Aujourd'hui, la situation est totalement renversée. De plus en plus de petites puissances disposent déjà ou sont sur le point de disposer d'armes nucléaires (Corée du Nord, Iran ?). D'un autre côté, les Etats-Unis possèdent aujourd'hui un avantage sans précédant du point de vue des armements conventionnels et leur armée est la seule au monde capable d'intervenir en n'importe quel point du globe. Par conséquent, les armes nucléaires, qui ont l'effet d'un égalisateur de puissance, commencent à jouer sérieusement contre eux. Le principal problème des Américains n'est plus de dissuader une attaque conventionnelle, mais plutôt d'avoir les coudées franches face aux "Etats voyous". Or, dans l'état actuel des choses, et tant que le bouclier anti-missiles n'aura pas fait ses preuves, un Etat qui dispose d'armes nucléaires est automatiquement sanctuarisé, intouchable, même par la première armée du monde. En résumé, si les Américains défendent la dénucléarisation du monde, c'est pour mieux conserver la possibilité de faire la guerre. Ironique, non?

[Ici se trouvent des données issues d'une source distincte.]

PR #5183, opened 2021-01-05
Only draw each rectangle outline pixel once

### LINKED ISSUE #5182: Incorrect border color in corners when drawing rectangles with border color with opacity < 1
### What did you do?
Draw a rectangle with a color with opacity < 1 for border (e.g. `outline='#0000ffaa'`)

The border color should be homogenous, and not altered by the `fill` color, if set.

### What actually happened?
image
The border color is different in the corners, probably due to overlapping line segments.
Moreover, when a `fill` color is set, the border color is changed due to the overlap of the border and fill rectangle.

* OS: Windows 10
* Python: 3.8
* Pillow: 8.0.1

#### Code
```python
import PIL.Image
import PIL.ImageDraw

image = PIL.Image.new(mode='RGB', size=(500, 500), color='#ffffff')
draw = PIL.ImageDraw.ImageDraw(image, mode='RGBA')
draw.rectangle(xy=((100,100), (200,200)),
               fill='#ffff00',
               outline='#0000ffaa',
               width=10)
draw.rectangle(xy=((205,100), (305,200)),
               outline='#0000ffaa',
               width=10)

image.save('image.png')
```
#### Result
image

### Related Sources
https://github.com/python-pillow/Pillow/blob/d374015504df2c7f0316154deade1bc1fa5075df/src/PIL/ImageDraw.py#L255-L258
https://github.com/python-pillow/Pillow/blob/d374015504df2c7f0316154deade1bc1fa5075df/src/_imaging.c#L3171-L3180
https://github.com/python-pillow/Pillow/blob/d374015504df2c7f0316154deade1bc1fa5075df/src/libImaging/Draw.c#L724-L729

radarhere:
Resolves #5182

`ImagingDrawRectangle` draws four individual lines to make up a rectangle, including each corner twice.
This becomes apparent when the lines are drawn with partial opacity, and the repeated drawing of the corner pixels changes the final opacity.

This PR updates the function to only draw each corner pixel once, similar to #4333


macjohnny (approved):
Thanks for the quick fix!

hugovk:
@radarhere Thanks for the fix!

@macjohnny Thanks for the report!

Reste à savoir ce que l'on peut penser de la question du point de vue des intérêts de la France et de l'Europe. Nous pouvons d'abord rejoindre les Américains sur un point : le jour où des terroristes fanatiques disposeront d'armes nucléaires, nous ne pourrons plus vraiment compter sur la menace réciproque car ils ne seront pas nécessairement liés à un Etat sensible à la dissuasion. Nous avons donc tout intérêt à tenter de maîtriser la prolifération nucléaire pour écarter cette éventualité. Mais que nous arriverait-il dans un monde sans arme nucléaire ? Nous serions à nouveau soumis à la menace de guerres conventionnelles, nous serions contraints d'augmenter considérablement notre budget militaire, et en cas de conflit nous n'aurions plus in fine qu'à espérer que les Américains soient suffisamment motivés pour venir nous soutenir. Au niveau mondial, les Etats-Unis seraient de plus en plus incités à des aventures unilatérales type Irak, en se disant que de toute façon personne ne peut leur imposer de dissuasion crédible.

Tout cela n'est bien entendu que de la politique fiction et il est extrêmement improbable que les Etats-Unis soient suivis dans leur quête d'un monde dénucléarisé, précisément parce qu'ils sont les seuls à y avoir vraiment intérêt. Mais la leçon de cette histoire c'est qu'en politique, il faut toujours se méfier des symboles. Barack Obama, le prix Nobel de la paix, "l'espoir d'un monde meilleur" : le tableau est plus qu'attendrissant. Et pourtant, on n'a rien vu quand on n'a pas levé le voile des illusions pour chercher les intérêts.